The arm tattoo would be prohibitively expensive to remove, and it might not even be possible, said Arnold, who also sports a radio tower tattoo on his right calf and a heart tattoo labeled "Mom and Dad."

Arnold said the arm designs he wears suit him perfectly.

"I'm a very calm person," he said. "I wouldn't want a devil's head on me. Tattoos reflect the person. I like floral designs, I like Japanese art and symbols -- flowers, dragons, chrysanthemums. I don't want to offend anybody, ever. This reflects me."

But tattoos can affect the way people are perceived, studies show.

National polling company Harris Interactive, based in Rochester, found that people who do not have tattoos perceive those people with them as less attractive, less healthy, less intelligent and "more rebellious."

That study shows that there's a wide gap between the way people with tattoos view themselves and the way others view them, said Regina Corso, director of the Harris Poll.

"It's almost always a negative connotation," said Corso, of the way tattoos are perceived by those who don't have them.

Mirro, the HOD tattoo artist, said that he believes a good tattoo shouldn't stand in the way of anybody getting ahead in their profession.

But, said Mirro, he's "a realist" about the way the business world works.
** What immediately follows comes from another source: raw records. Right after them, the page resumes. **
PR #1351, opened 2025-01-10
Hide custom offset select when all topics is selected in Consumer group reset offset 

hemahg:
Hide custom offset select when all topics are selected in the Consumer group reset offset


ui/app/[locale]/(authorized)/kafka/[kafkaId]/consumer-groups/[groupId]/reset-offset/ResetOffset.tsx
```diff
@@ -179,21 +179,32 @@ export function ResetOffset({
...
-                    { value: "custom", label: t("offset.custom") },
-                    { value: "latest", label: t("offset.latest") },
-                    { value: "earliest", label: t("offset.earliest") },
-                    {
-                      value: "specificDateTime",
-                      label: t("offset.specific_date_time"),
-                    },
-                  ]}
+                  options={
+                    selectTopic === "allTopics"
```
Comment (MikeEdgar) [inline ui/app/[locale]/(authorized)/kafka/[kafkaId]/consumer-groups/[groupId]/reset-offset/ResetOffset.tsx:183]: I think the specific offset should also be disabled for "All Partitions".

```suggestion
                    selectTopic === "allTopics" || selectPartition === "allPartitions"
```

Side note: reset/dry run button remain disabled when entering an offset of `0`. Probably due to `0` being "falsy" when setting the `isEnabled` boolean.

MikeEdgar (changes requested):
Works well for all topics, but I think we need it for all partitions too.

ui/app/[locale]/(authorized)/kafka/[kafkaId]/consumer-groups/[groupId]/reset-offset/ResetOffset.tsx
Comment (hemahg) [reply ui/app/[locale]/(authorized)/kafka/[kafkaId]/consumer-groups/[groupId]/reset-offset/ResetOffset.tsx]: fixed both the issue

MikeEdgar (approved):
Looks good, thanks @hemahg

PR #1383, opened 2025-01-17
integration: add UI build cache, split Maven tests to separate job

MikeEdgar:
An attempt to improve the CI build time

### DIFF
--- a/.github/workflows/integration.yml
+++ b/.github/workflows/integration.yml
@@ -46,6 +46,18 @@ jobs:
           restore-keys: |
             ${{ runner.os }}-maven-
 
+      - name: Cache Next.js UI Build
+        uses: actions/cache@v4
+        with:
+          path: |
+            ~/.npm
+            ${{ github.workspace }}/.next/cache
+          # Generate a new cache whenever packages or source files change.
+          key: ${{ runner.os }}-nextjs-${{ hashFiles('**/package-lock.json') }}-${{ hashFiles('**/*.js', '**/*.jsx', '**/*.ts', '**/*.tsx') }}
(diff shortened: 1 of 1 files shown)


.github/workflows/integration.yml
```diff
@@ -77,26 +88,15 @@ jobs:
...
-          #
-          # See: https://quarkus.io/guides/tests-with-coverage#coverage-for-integration-tests
-          #
           export QUARKUS_CONTAINER_IMAGE_REGISTRY="localhost:5000"
           export QUARKUS_CONTAINER_IMAGE_PUSH=true
           export QUARKUS_CONTAINER_IMAGE_TAG="${{ env.PROJECT_VERSION }}"
           export QUARKUS_KUBERNETES_VERSION="${{ env.PROJECT_VERSION }}"
-          mvn verify -P container-image -B --no-transfer-progress \
+
+          mvn verify -P container-image -B --no-transfer-progress -DskipTests \
```
jankalinic, line 98: Do we want to skip tests here? I know it saves a lot of time and i see you have added parallel test-java to workflow, so it might be alright, but will that use more GH storage if the build is okay, but tests fail? I think the saving images task was skiped when the test failed so it did not produce any artifacts. If this is not a problem, then i think we can merge. Thanks!

MikeEdgar: @jankalinic I think it's OK. The storage is temporary and Github deletes it after a while anyway. We could also add the `test-java` job to the `needs` of the Playwright step, but that would still use the storage to upload the images.

jankalinic (approved):

PR #1393, opened 2025-01-21
Move schema link to message details drawer

hemahg:
- Move the schema link to the message details drawer
Screenshot 2025-01-21 at 10 54 27 PM

- Improve how the schema is displayed in the new browser tab
Screenshot 2025-01-21 at 10 54 37 PM


ui/middleware.ts
```diff
@@ -43,22 +43,33 @@ const protectedPathnameRegex = RegExp(
...
   const requestPath = req.nextUrl.pathname;
-  const isPublicPage = !oidcEnabled && publicPathnameRegex.test(requestPath);
-  const isProtectedPage = oidcEnabled || protectedPathnameRegex.test(requestPath);
+  const isSchemaPublic =
+    requestPath === "/schema" &&
+    searchParams.has("content") &&
+    searchParams.has("schemaname");
+
+  const isPublicPage =
+    (!oidcEnabled && publicPathnameRegex.test(requestPath)) || isSchemaPublic;
```
MikeEdgar, line 65: Making schemas public won't work without API changes. When OIDC is enabled, the entire `/api` path will be protected so these requests will return a 401. Can the schemas still be under `(authorized)` somehow? Is it conflicting with some other path?

hemahg: I understand the concern about the /api path being protected when OIDC is enabled. However, I am passing anonymous: true in the headers by using await getHeaders(true). This should allow the request to bypass authentication, similar to how Kafka logging is handled.

hemahg: Ah okay, I see the problem

hemahg: I have updated the PR to support OIDC, hope this will fix the issue

MikeEdgar (commented):
This works now, but I wonder what is the reason for bypassing security and using the `(public)` directory for schema. 

Something I noticed on the API logs while testing this is that when I select a message row in the listing and the drawer opens, the backend receives 8 identical requests for the schema. I don't see anything obvious to indicate why it's calling so many times thought.

hemahg:
The schema doesn't require any of the navigation layout components (side navigation, logo, header, etc.) that are applied to all the paths under the Kafka folder. Therefore, I bypassed these components and placed the schema in the public folder to simplify the design and make it accessible without unnecessary overhead.

MikeEdgar:
Ok, that makes sense. So the requests to the backend are not actually unauthenticated/public in the case of OIDC.

hemahg:
yes, backend still remains authenticated

MikeEdgar (approved):

PR #1394, opened 2025-01-22
[Operator] Modify CSV to add support for OperatorHub on arm64,amd64,ppc64le,s390x

jankalinic:
This PR makes Console Operator to be visible in OperatorHub. Previously this was not possible. Even though the Operator could be installed via subscription from CLI and was fully functional, it did not show up in the Openshift OperatorHub, making it harder for users to install using UI.

### DIFF
--- a/operator/bin/modify-bundle-metadata.sh
+++ b/operator/bin/modify-bundle-metadata.sh
@@ -111,6 +111,11 @@ ${YQ} eval -o yaml -i '.spec.relatedImages += [{
   "image": "'${ui_image_with_digest}'"
 }]' "${CSV_FILE_PATH}"
 
+${YQ} eval -o yaml -i ".metadata.labels[\"operatorframework.io/arch.amd64\"] = \"supported\"" "${CSV_FILE_PATH}"
+${YQ} eval -o yaml -i ".metadata.labels[\"operatorframework.io/arch.arm64\"] = \"supported\"" "${CSV_FILE_PATH}"
+${YQ} eval -o yaml -i ".metadata.labels[\"operatorframework.io/arch.ppc64le\"] = \"supported\"" "${CSV_FILE_PATH}"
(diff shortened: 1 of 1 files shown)


operator/bin/modify-bundle-metadata.sh
```diff
@@ -111,6 +111,11 @@ ${YQ} eval -o yaml -i '.spec.relatedImages += [{
   "image": "'${ui_image_with_digest}'"
 }]' "${CSV_FILE_PATH}"
 
+${YQ} eval -o yaml -i ".metadata.labels[\"operatorframework.io/arch.amd64\"] = \"supported\"" "${CSV_FILE_PATH}"
+${YQ} eval -o yaml -i ".metadata.labels[\"operatorframework.io/arch.arm64\"] = \"supported\"" "${CSV_FILE_PATH}"
+${YQ} eval -o yaml -i ".metadata.labels[\"operatorframework.io/arch.ppc64le\"] = \"supported\"" "${CSV_FILE_PATH}"
+${YQ} eval -o yaml -i ".metadata.labels[\"operatorframework.io/arch.s390x\"] = \"supported\"" "${CSV_FILE_PATH}"
+
```
MikeEdgar, line 118: Just a suggestion since there should be a `PLATFORMS` variable defined when this is running. I also recently found that since the bundle image itself is not platform-specific, the `Build Operator Bundle Image` step should not even need the `platforms: ${{ env.PLATFORMS }}` property. Maybe we can eliminate that in the future too.

```suggestion
for full_arch in ${PLATFORMS//,/ } ; do 
  os_arch=($(echo ${full_arch} | tr '/' '\n'))
  arch=${os_arch[1]}
  ${YQ} eval -o yaml -i ".metadata.labels[\"operatorframework.io/arch.${arch}\"] = \"supported\"" "${CSV_FILE_PATH}"
done
```

MikeEdgar (approved):

MikeEdgar (approved):

MikeEdgar:
@jankalinic this is OK to merge right?

PR #1402, opened 2025-01-24
Fix consumer group filter not working issue

hemahg:
Fix consumer group filter not working issue


ui/api/consumerGroups/actions.ts
```diff
@@ -36,22 +43,21 @@ export async function getConsumerGroups(
     filterUndefinedFromObj({
       "fields[consumerGroups]":
         params.fields ?? "state,simpleConsumerGroup,members,offsets",
-      "filter[id]": params.id ? `eq,${params.id}` : undefined,
-      // TODO: pass filter from UI
-      "filter[state]":
-        params.state && params.state.length > 0
-          ? `in,${params.state.join(",")}`
-          : undefined,
+      "filter[id]": filterEq(params.id),
```
MikeEdgar, line 46:
```suggestion
      "filter[id]": filterLike(params.id),
```

ui/api/consumerGroups/actions.ts
```diff
@@ -1,5 +1,12 @@
 "use server";
-import { fetchData, patchData, sortParam, ApiResponse } from "@/api/api";
+import {
+  fetchData,
+  patchData,
+  sortParam,
+  ApiResponse,
+  filterEq,
```
MikeEdgar, line 7:
```suggestion
  filterLike,
```

MikeEdgar (commented):
I tried this locally and confirmed it's working now. The only issue might be the removal of the auto-refresh. Is it broken once filters are introduced?

MikeEdgar (approved):
After discussion, we decided it is a good idea to remove the auto-refresh on the groups because (1) nowhere else in the application behaves this way and (2) when there are a many consumer groups and a user leaves a browser open on this page, it could make an excessive number of requests to Kafka to retrieve that data needed for the listing.

ui/app/[locale]/(authorized)/kafka/[kafkaId]/consumer-groups/ConsumerGroupsTable.tsx
```diff
@@ -76,31 +75,17 @@ export function ConsumerGroupsTable({
...
-        if (consumerGroups) {
-          setConsumerGroups(consumerGroups);
-        }
-      }, 5000);
-    }
-    return () => clearInterval(interval);
-  }, [refresh]);
   return (
     <TableView
-      itemCount={consumerGroups?.length}
```
Comment (MikeEdgar) [inline ui/app/[locale]/(authorized)/kafka/[kafkaId]/consumer-groups/ConsumerGroupsTable.tsx:103]: @hemahg , I didn't notice earlier, but I think this line change disables pagination.

Comment (hemahg) [reply ui/app/[locale]/(authorized)/kafka/[kafkaId]/consumer-groups/ConsumerGroupsTable.tsx:103]: pagination will be applied if the number of records is more than 20

Comment (MikeEdgar) [reply ui/app/[locale]/(authorized)/kafka/[kafkaId]/consumer-groups/ConsumerGroupsTable.tsx:103]: Ok, got it. Somehow it's not working with the storybook for this page. See the changes in chromatic for the build: https://www.chromatic.com/build?appId=66cf23a2f89a8283f775d05b&number=328

PR #1404, opened 2025-01-24
fix: default to local platform, use docker additional-args Quarkus flag

MikeEdgar:
- Default `PLATFORMS` in Makefile to just the current native platform.
- Use `QUARKUS_DOCKER_ADDITIONAL_ARGS` instead of `QUARKUS_DOCKER_BUILDX_PLATFORM` (does not work with podman)


MikeEdgar:
@jankalinic I think this should also work on Mac, but when you have time can you check? This is low priority.

jankalinic:
Sure, i can put it on my todo. Thanks for letting me know about this PR.

jankalinic:
But if you are okay with quick check it returns `linux/arm64` on MacPro M2

PR #1417, opened 2025-01-28
Create separate header for reset offset and dry-run page

hemahg:
- Create a separate route for Reset offset and dry-run page.
- Create a separate header for reset offset and dry-run page.

ResetOffset Page
Screenshot 2025-01-28 at 2 38 40 PM

Dryrun Page
Screenshot 2025-01-28 at 2 38 18 PM


riccardo-forina (approved):
Changes look good. I couldn’t try this, is there a way to go back to the previous page from the dry run one?

hemahg:
Yes, the "Back to edit offset" button in the dryrun, and also breadcrumb will take to the reset offset page

MikeEdgar (approved):

PR #1426, opened 2025-01-31
Add proper error message when incorrect custom offset value is entered

hemahg:
Add proper error message when incorrect custom offset value is entered

### DIFF
--- a/ui/app/[locale]/(authorized)/kafka/[kafkaId]/consumer-groups/[groupId]/reset-offset/ResetOffset.tsx
+++ b/ui/app/[locale]/(authorized)/kafka/[kafkaId]/consumer-groups/[groupId]/reset-offset/ResetOffset.tsx
@@ -1,12 +1,7 @@
 import {
-  Divider,
   Panel,
-  PanelHeader,
   PanelMain,
   PanelMainBody,
-  TextContent,
-  Text,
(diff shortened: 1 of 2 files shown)


ui/app/[locale]/(authorized)/kafka/[kafkaId]/consumer-groups/[groupId]/reset-offset/ResetOffset.tsx
```diff
@@ -215,6 +212,18 @@ export function ResetOffset({
                       type="number"
                       min={0}
                     />
+                    {error && (
```
Comment (MikeEdgar) [inline ui/app/[locale]/(authorized)/kafka/[kafkaId]/consumer-groups/[groupId]/reset-offset/ResetOffset.tsx:215]: My only concern here is that `error` could be other things besides the custom offset being out of range. The other options are reporting an error from Kafka or that a requested partition is not valid for the topic. I think those other options are much less likely than an out-of-range error, but just to mention that we would be masking them as an out-of-range error.

MikeEdgar (approved):
In the absence of codes identifying the errors more distinctly, this seems reasonable for now. We just need to be careful about changing messages. 

It would probably be good to have a playwright script that triggers the ones that can be triggered via the UI to verify we don't break things inadvertently in the future. That doesn't need to be in this PR right away, but maybe open an issue for it so we remember.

"It's definitely an easier reason for people to dismiss you," said Mirro, 29. "You have to work a little bit harder. I just think it means you'll have to work twice as hard as somebody who doesn't have tattoos."

Charlie and Connie Arnold, Craig's parents, said their son's tattoos used to bother them, before they saw the designs as artwork.

"We were pretty upset. He just went out and did it and didn't tell us," said Charlie Arnold, who retired from Verizon. "When he makes up his mind to do something, he does it."

Now they are very accepting of their son's tattoos, and also of his goal to work as a police officer.

"We've evolved, in this house," said Connie Arnold, a former day care worker. "But there are still jobs where there's a certain stigma."

Arnold said he planned to skip the trooper exam and instead take the Erie County Sheriff's Department exam in November.

Arnold, who is currently working part-time at Applebee's, finished his bachelor's degree in criminal justice at Hilbert in May. A career in law enforcement would be carrying on a family tradition -- his grandfather spent many years as captain of detectives with the West Seneca Police Department.

"I have a stand-up character," Arnold said. "If I can help one person a day -- hey, that's better than helping no persons a day."